== Exercise goal ==
Report back every line from the entries below in which the word "experience" occurs.

-- Opening Marker --

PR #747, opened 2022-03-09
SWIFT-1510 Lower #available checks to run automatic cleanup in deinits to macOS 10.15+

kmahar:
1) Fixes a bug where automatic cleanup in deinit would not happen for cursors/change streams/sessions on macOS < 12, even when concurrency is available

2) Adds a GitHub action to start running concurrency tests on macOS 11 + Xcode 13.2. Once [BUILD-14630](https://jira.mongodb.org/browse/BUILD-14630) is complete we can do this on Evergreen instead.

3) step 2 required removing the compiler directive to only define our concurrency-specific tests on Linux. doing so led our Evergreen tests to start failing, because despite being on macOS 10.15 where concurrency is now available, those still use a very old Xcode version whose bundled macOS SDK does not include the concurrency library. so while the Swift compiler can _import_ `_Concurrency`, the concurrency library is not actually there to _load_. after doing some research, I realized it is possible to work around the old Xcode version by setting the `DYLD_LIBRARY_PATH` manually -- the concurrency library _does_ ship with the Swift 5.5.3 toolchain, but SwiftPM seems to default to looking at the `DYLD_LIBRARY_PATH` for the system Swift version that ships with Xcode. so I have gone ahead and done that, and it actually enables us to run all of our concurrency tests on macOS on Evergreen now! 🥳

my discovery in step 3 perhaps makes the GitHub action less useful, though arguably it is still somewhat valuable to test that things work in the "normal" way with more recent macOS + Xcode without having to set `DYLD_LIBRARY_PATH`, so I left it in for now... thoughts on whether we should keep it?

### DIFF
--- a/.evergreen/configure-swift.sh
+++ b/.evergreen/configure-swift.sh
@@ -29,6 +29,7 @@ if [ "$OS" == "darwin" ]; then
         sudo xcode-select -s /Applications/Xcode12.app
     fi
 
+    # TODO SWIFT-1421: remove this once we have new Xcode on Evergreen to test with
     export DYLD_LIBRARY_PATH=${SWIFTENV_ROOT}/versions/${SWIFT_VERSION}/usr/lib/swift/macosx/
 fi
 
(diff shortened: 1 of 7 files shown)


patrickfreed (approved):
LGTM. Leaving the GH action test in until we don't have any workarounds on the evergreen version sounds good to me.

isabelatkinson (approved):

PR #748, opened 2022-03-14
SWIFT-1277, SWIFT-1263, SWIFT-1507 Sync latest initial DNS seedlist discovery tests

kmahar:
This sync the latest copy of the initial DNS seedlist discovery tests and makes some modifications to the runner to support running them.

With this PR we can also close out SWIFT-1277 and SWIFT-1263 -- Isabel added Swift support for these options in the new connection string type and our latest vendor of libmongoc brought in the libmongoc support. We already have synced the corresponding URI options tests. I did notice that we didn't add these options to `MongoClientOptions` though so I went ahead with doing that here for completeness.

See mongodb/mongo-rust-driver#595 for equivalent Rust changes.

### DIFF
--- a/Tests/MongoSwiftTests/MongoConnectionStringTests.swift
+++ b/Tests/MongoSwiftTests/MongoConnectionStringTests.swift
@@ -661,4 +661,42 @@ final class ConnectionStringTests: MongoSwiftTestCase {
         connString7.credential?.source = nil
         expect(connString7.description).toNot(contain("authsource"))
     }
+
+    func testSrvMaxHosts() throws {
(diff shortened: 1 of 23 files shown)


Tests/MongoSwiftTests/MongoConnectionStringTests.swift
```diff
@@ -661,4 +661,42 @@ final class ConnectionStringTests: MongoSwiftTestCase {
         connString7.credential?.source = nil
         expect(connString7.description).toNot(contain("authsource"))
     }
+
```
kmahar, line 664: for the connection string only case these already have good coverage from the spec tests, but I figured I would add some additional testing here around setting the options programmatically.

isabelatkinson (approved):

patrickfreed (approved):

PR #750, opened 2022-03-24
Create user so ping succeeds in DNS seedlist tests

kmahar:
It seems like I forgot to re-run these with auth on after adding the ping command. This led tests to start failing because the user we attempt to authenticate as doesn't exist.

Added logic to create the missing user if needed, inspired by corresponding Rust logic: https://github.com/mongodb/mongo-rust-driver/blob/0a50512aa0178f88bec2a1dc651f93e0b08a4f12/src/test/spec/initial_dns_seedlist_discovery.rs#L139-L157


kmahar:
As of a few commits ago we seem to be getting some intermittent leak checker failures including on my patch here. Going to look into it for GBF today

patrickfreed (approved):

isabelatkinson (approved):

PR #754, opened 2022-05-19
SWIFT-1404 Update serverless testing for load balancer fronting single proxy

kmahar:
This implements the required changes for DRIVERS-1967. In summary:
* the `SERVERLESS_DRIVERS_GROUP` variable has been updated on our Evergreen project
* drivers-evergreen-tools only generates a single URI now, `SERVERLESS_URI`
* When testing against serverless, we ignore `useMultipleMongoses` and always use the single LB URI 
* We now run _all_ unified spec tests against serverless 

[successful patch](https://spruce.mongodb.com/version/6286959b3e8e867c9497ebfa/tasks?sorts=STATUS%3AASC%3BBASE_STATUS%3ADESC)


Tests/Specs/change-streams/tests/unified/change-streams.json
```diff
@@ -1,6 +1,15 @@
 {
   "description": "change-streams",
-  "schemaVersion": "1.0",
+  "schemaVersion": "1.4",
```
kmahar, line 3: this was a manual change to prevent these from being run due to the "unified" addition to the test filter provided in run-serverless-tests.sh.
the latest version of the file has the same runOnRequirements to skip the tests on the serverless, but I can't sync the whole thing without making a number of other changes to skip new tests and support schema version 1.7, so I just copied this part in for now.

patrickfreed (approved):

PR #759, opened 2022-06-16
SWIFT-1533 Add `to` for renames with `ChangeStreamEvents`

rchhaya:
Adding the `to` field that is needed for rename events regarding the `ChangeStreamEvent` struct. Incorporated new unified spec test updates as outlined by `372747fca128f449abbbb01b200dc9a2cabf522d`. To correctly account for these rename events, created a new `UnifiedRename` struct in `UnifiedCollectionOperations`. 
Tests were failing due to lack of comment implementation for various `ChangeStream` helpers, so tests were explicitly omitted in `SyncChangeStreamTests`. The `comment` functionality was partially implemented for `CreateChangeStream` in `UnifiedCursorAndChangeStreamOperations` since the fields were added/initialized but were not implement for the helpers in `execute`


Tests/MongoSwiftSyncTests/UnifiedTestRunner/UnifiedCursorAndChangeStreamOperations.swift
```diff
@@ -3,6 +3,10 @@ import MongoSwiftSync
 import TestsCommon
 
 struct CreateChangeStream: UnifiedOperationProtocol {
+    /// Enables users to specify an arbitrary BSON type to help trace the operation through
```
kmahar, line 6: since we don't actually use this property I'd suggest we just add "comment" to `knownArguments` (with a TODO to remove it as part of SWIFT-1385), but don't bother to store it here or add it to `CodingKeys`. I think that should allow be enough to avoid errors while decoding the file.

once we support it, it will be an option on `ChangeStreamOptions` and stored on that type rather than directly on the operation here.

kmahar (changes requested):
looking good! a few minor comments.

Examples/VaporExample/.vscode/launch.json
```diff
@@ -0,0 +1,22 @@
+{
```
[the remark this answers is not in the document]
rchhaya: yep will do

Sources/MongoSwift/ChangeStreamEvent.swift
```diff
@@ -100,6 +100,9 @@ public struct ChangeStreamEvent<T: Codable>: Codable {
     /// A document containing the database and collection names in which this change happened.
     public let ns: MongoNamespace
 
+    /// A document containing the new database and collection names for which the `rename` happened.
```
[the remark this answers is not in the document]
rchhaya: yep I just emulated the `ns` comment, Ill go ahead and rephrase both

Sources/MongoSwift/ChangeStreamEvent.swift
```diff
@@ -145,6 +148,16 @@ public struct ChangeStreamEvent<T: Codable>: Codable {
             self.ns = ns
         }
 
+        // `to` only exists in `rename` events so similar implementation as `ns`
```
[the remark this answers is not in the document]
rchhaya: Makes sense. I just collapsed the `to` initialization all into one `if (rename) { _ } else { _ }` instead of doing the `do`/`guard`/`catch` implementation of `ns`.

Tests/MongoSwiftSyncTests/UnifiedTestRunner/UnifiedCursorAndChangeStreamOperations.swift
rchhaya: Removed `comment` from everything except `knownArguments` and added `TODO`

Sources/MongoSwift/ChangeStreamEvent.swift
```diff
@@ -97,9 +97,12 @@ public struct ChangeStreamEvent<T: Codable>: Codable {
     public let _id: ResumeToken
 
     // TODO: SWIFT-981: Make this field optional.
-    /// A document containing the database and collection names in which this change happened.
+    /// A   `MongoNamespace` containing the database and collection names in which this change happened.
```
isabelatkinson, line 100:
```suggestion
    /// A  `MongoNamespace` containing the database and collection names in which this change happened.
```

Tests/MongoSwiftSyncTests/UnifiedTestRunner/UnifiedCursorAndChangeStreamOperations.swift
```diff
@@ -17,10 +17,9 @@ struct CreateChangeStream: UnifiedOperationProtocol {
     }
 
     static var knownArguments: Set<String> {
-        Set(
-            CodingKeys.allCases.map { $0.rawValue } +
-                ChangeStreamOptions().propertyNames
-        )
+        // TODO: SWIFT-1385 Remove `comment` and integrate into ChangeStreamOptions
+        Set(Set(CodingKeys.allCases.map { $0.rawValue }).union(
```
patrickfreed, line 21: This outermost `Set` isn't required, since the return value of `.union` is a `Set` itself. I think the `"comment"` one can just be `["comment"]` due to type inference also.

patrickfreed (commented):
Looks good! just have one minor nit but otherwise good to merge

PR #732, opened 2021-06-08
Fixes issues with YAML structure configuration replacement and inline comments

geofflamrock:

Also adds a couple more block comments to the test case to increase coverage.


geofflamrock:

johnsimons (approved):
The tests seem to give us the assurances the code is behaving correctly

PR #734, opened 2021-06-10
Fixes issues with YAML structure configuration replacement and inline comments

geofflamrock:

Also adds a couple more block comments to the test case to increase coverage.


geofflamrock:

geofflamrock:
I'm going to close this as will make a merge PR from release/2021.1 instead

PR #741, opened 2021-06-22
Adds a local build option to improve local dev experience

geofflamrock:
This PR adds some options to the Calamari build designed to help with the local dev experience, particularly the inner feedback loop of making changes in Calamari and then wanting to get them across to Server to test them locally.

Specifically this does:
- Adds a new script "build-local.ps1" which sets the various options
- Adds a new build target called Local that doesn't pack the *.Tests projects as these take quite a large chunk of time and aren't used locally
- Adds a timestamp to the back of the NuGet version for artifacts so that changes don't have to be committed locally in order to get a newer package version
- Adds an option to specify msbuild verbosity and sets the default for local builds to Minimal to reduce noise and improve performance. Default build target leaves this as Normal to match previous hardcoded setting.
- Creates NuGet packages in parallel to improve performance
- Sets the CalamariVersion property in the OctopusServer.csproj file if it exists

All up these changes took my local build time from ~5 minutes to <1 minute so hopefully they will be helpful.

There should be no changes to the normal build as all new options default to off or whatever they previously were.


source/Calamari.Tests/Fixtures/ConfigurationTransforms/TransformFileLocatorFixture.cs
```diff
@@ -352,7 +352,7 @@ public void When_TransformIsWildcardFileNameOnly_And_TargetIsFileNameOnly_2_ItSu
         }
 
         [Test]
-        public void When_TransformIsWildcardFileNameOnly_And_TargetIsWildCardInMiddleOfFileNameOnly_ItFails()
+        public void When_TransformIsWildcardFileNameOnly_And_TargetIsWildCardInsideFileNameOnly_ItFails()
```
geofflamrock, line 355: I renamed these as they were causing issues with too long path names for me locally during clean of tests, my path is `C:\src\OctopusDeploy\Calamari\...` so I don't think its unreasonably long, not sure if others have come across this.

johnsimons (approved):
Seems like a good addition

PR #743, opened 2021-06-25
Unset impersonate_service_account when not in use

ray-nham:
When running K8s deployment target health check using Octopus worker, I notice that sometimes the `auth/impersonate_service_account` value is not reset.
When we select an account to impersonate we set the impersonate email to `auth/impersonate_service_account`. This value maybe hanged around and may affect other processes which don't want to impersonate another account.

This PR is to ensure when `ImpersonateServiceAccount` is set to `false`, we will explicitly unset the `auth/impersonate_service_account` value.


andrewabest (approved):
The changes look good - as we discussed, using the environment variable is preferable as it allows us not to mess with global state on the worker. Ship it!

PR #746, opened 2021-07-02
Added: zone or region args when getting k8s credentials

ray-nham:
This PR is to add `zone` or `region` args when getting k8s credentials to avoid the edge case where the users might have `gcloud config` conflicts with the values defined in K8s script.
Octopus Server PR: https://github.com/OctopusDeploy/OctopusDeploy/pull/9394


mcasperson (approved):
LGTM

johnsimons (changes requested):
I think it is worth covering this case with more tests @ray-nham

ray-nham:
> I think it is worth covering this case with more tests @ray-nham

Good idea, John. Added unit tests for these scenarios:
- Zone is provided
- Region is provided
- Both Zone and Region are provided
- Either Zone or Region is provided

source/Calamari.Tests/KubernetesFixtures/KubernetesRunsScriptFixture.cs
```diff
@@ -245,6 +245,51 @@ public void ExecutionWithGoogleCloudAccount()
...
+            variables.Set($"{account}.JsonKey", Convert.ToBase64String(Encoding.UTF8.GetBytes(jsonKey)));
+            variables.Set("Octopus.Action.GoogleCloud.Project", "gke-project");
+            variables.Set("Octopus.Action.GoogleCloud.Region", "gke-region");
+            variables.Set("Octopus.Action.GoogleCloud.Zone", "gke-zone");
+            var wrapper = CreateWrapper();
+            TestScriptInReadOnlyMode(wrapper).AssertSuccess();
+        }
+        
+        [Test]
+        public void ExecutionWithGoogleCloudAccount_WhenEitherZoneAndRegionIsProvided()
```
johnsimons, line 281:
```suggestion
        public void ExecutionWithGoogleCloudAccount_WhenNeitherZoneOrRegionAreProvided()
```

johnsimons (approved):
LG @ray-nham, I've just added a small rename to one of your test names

-- Closing Marker --

== Response for this exercise ==
Adds a local build option to improve local dev experience
This PR adds some options to the Calamari build designed to help with the local dev experience, particularly the inner feedback loop of making changes in Calamari and then wanting to get them across to Server to test them locally.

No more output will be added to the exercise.